▶ **DESCRIPTION OF THE TASK**:
Look below for lines that hold the string "Bump" and copy each one.

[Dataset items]
PR #1701, opened 2024-09-20
chore: Bump operatorpkg

jigisha620:
Fixes #N/A 

**Description**
Bump operatorpkg version

### DIFF
--- a/pkg/controllers/nodepool/readiness/suite_test.go
+++ b/pkg/controllers/nodepool/readiness/suite_test.go
@@ -92,6 +92,7 @@ var _ = Describe("Readiness", func() {
 		ExpectApplied(ctx, env.Client, nodePool, nodeClass)
 		_ = ExpectObjectReconciled(ctx, env.Client, controller, nodePool)
 		nodePool = ExpectExists(ctx, env.Client, nodePool)
+		nodePool.StatusConditions().SetTrue(v1.ConditionTypeValidationSucceeded)
 		Expect(nodePool.StatusConditions().IsTrue(status.ConditionReady)).To(BeTrue())
 	})
 	It("should have status condition on nodePool as not ready if nodeClass is not ready", func() {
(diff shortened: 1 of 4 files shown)


pkg/controllers/nodepool/readiness/suite_test.go
```diff
@@ -88,12 +88,6 @@ var _ = Describe("Readiness", func() {
 		nodePool = ExpectExists(ctx, env.Client, nodePool)
 		Expect(nodePool.StatusConditions().Get(status.ConditionReady).IsFalse()).To(BeTrue())
 	})
-	It("should have status condition on nodePool as ready if nodeClass is ready", func() {
```
jigisha620, line 91: Since operatorpkg has now changes for observed generation, nodePool status condition will not go ready unless the dependents are also set to true within the reconciliation lopp.

jonathan-innis: IMO: We shouldn't drop this test just because of this. Can we set the dependents for our other sub-conditions to true so that this test passes?

pkg/controllers/nodepool/validation/suite_test.go
```diff
@@ -69,7 +69,6 @@ var _ = Describe("Counter", func() {
 		ExpectApplied(ctx, env.Client, nodePool)
 		ExpectObjectReconciled(ctx, env.Client, nodePoolValidationController, nodePool)
 		nodePool = ExpectExists(ctx, env.Client, nodePool)
-		Expect(nodePool.StatusConditions().IsTrue(status.ConditionReady)).To(BeTrue())
```
jonathan-innis, line 72: Why do we drop this? Can we hold the same testing line and just make changes to ensure that we can keep this around?

jonathan-innis (approved):
/lgtm
/approve

PR #1704, opened 2024-09-21
chore: Allow setting leader election namespace when running out of cluster

jonathan-innis:
Fixes #N/A 

**Description**

Leader election won't currently work if you are running Karpenter outside of the cluster. This allows a user to set `--leader-election-namespace` to run Karpenter outside of the cluster but still run it with leader election (this enables hub and spoke models -- like the ones that CAPI is proposing)

`make presubmit`


engedaam (commented):
/lgtm

PR #1715, opened 2024-09-25
fix: only patch CRDs when storage version is v1

jmdeal:
Fixes #N/A 

**Description**
Ensures that we only patch the stored versions on a CRD when the storage version is v1beta1. This prevents an edge-case where a user upgrading from a pre-v1 version, who doesn't have any resources created for a CRD, and who upgraded their controller before their CRDs.

`make test`

### DIFF
--- a/pkg/controllers/migration/crd/controller.go
+++ b/pkg/controllers/migration/crd/controller.go
@@ -26,6 +26,7 @@ import (
 	"github.com/samber/lo"
 	controllerruntime "sigs.k8s.io/controller-runtime"
 	"sigs.k8s.io/controller-runtime/pkg/client"
+	"sigs.k8s.io/controller-runtime/pkg/log"
 	"sigs.k8s.io/controller-runtime/pkg/manager"
 	"sigs.k8s.io/controller-runtime/pkg/reconcile"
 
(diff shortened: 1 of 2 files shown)


pkg/controllers/migration/crd/controller.go
```diff
@@ -62,10 +62,20 @@ func (c *Controller) Reconcile(ctx context.Context, crd *apiextensionsv1.CustomR
...
 	// If v1beta1 is not stored, no-op
 	if !lo.Contains(crd.Status.StoredVersions, "v1beta1") {
 		return reconcile.Result{}, nil
 	}
+	// We only want to reconcile against CRDs that have v1 as the storage version.
+	// Note: we don't need to check this in the resource migration controller since the conversion webhook drops the
+	// annotation when applying the v1 resource with the annotation.
+	if storageVersion, found := lo.Find(crd.Spec.Versions, func(v apiextensionsv1.CustomResourceDefinitionVersion) bool {
+		return v.Storage
+	}); !found || storageVersion.Name != "v1" {
```
njtran, line 75: Should we add some sort of log here to let the user know that they haven't upgraded their CRD and that we expect it to be?

jmdeal: Good call, I'll add one 👍

njtran (commented):
/lgtm
/approve

PR #1716, opened 2024-09-26
fix: Fix webhook owner reference causing ArgoCD leak

jonathan-innis:
Fixes #N/A 

**Description**

This change ensures that:
1. Knative doesn't add ownerReferences to webhook configurations that it creates by adding `DisableNamespaceOwnership` to the `webhook.Options`
2. We remove old OwnerReferences that were already added by Knative onto the webhook configuration resources by patching out the namespace ownership that was added by Knative

`make presubmit`

- Ran this on an ArgoCD cluster where we started on v0.37.3, upgraded to this version and then upgraded to v1.0.3. This removed the webhook configurations and I validated that we removed the ownerReferences on this version


pkg/operator/operator.go
```diff
@@ -223,11 +228,27 @@ func (o *Operator) WithControllers(ctx context.Context, controllers ...controlle
...
-func (o *Operator) WithWebhooks(ctx context.Context, ctors ...knativeinjection.ControllerConstructor) *Operator {
+func (o *Operator) WithWebhooks(ctx context.Context, ctors ...knativeinjection.NamedControllerConstructor) *Operator {
 	if !options.FromContext(ctx).DisableWebhook {
 		o.webhooks = append(o.webhooks, ctors...)
 		lo.Must0(o.Manager.AddReadyzCheck("webhooks", webhooks.HealthProbe(ctx)))
 		lo.Must0(o.Manager.AddHealthzCheck("webhooks", webhooks.HealthProbe(ctx)))
+
+		kCtx, _ := knativeinjection.EnableInjectionOrDie(ctx, o.GetConfig())
+		kCtx = injection.WithClient(kCtx, o.GetClient())
+		kCtx = injection.WithNodeClasses(kCtx, []schema.GroupVersionKind{})
```
njtran, line 239: Why do we add in the nodeclasses key in here with an empty kind? Shouldn't this be done in the cloud provider provider?

pkg/controllers/webhookownerreference/controller.go
```diff
@@ -0,0 +1,83 @@
...
+	"sigs.k8s.io/controller-runtime/pkg/predicate"
+	"sigs.k8s.io/controller-runtime/pkg/reconcile"
+
+	"sigs.k8s.io/karpenter/pkg/operator/injection"
+)
+
+// Controller for the resource
+type Controller[T client.Object] struct {
+	kubeClient client.Client
+	name       string
```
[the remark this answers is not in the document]
jonathan-innis: It's the name -- it has to do with the name of the configuration object -- the kind is determined from the `client.Object` type

pkg/controllers/webhookownerreference/controller.go
```diff
@@ -0,0 +1,83 @@
...
+
+	if obj.GetName() != c.name {
+		return reconcile.Result{}, nil
+	}
+	stored := obj.DeepCopyObject().(client.Object)
+	obj.SetOwnerReferences(lo.Reject(obj.GetOwnerReferences(), func(o metav1.OwnerReference, _ int) bool {
+		return o.APIVersion == "v1" && o.Kind == "Namespace" && o.Name == system.Namespace()
+	}))
+	if !equality.Semantic.DeepEqual(obj, stored) {
+		if err := c.kubeClient.Update(ctx, obj); err != nil {
```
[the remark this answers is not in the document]
jonathan-innis: It's because we don't have patch permission in our current role and I didn't see a reason to change the role just for this

pkg/operator/operator.go
```diff
@@ -223,11 +228,27 @@ func (o *Operator) WithControllers(ctx context.Context, controllers ...controlle
...
+
+		// Add webhook OwnerReference controller (to clean-up owner references added by knative)
+		// for any Validating or Mutating WebhookConfigurations
+		for _, ctor := range ctors {
```
njtran, line 243: Are we getting to a point where we need to think about the number of controllers we have? we're adding in 3 controllers, all each for one resource in the cluster. 

Also as I think more, does it make sense that we have this implemented as 3 genericized controllers? We're only caring about three specific resources in the cluster from a previous installation, right? Can we just do this on startup?

pkg/operator/operator.go
njtran: I'm confused though, shouldn't we add in the cp.GetSupportedNodeClasses() then?

jonathan-innis: I mean -- we could, bit it's not needed. What's needed is the key to be there -- what is stored in the key doesn't matter here for this use-case

pkg/operator/operator.go
jonathan-innis: Not sure if I'm following -- this really doesn't do much from a goroutine perspective once it's done with its task. This is also only present on the pre-v1.0 versions so we aren't carrying it forward -- also, you get leader election for free and don't have to deal with retry behavior like you would if you had to create your own thread to do the task for you

njtran (commented):
/lgtm
/approve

▶ **TASK RESPONSE**:
chore: Bump operatorpkg
Bump operatorpkg version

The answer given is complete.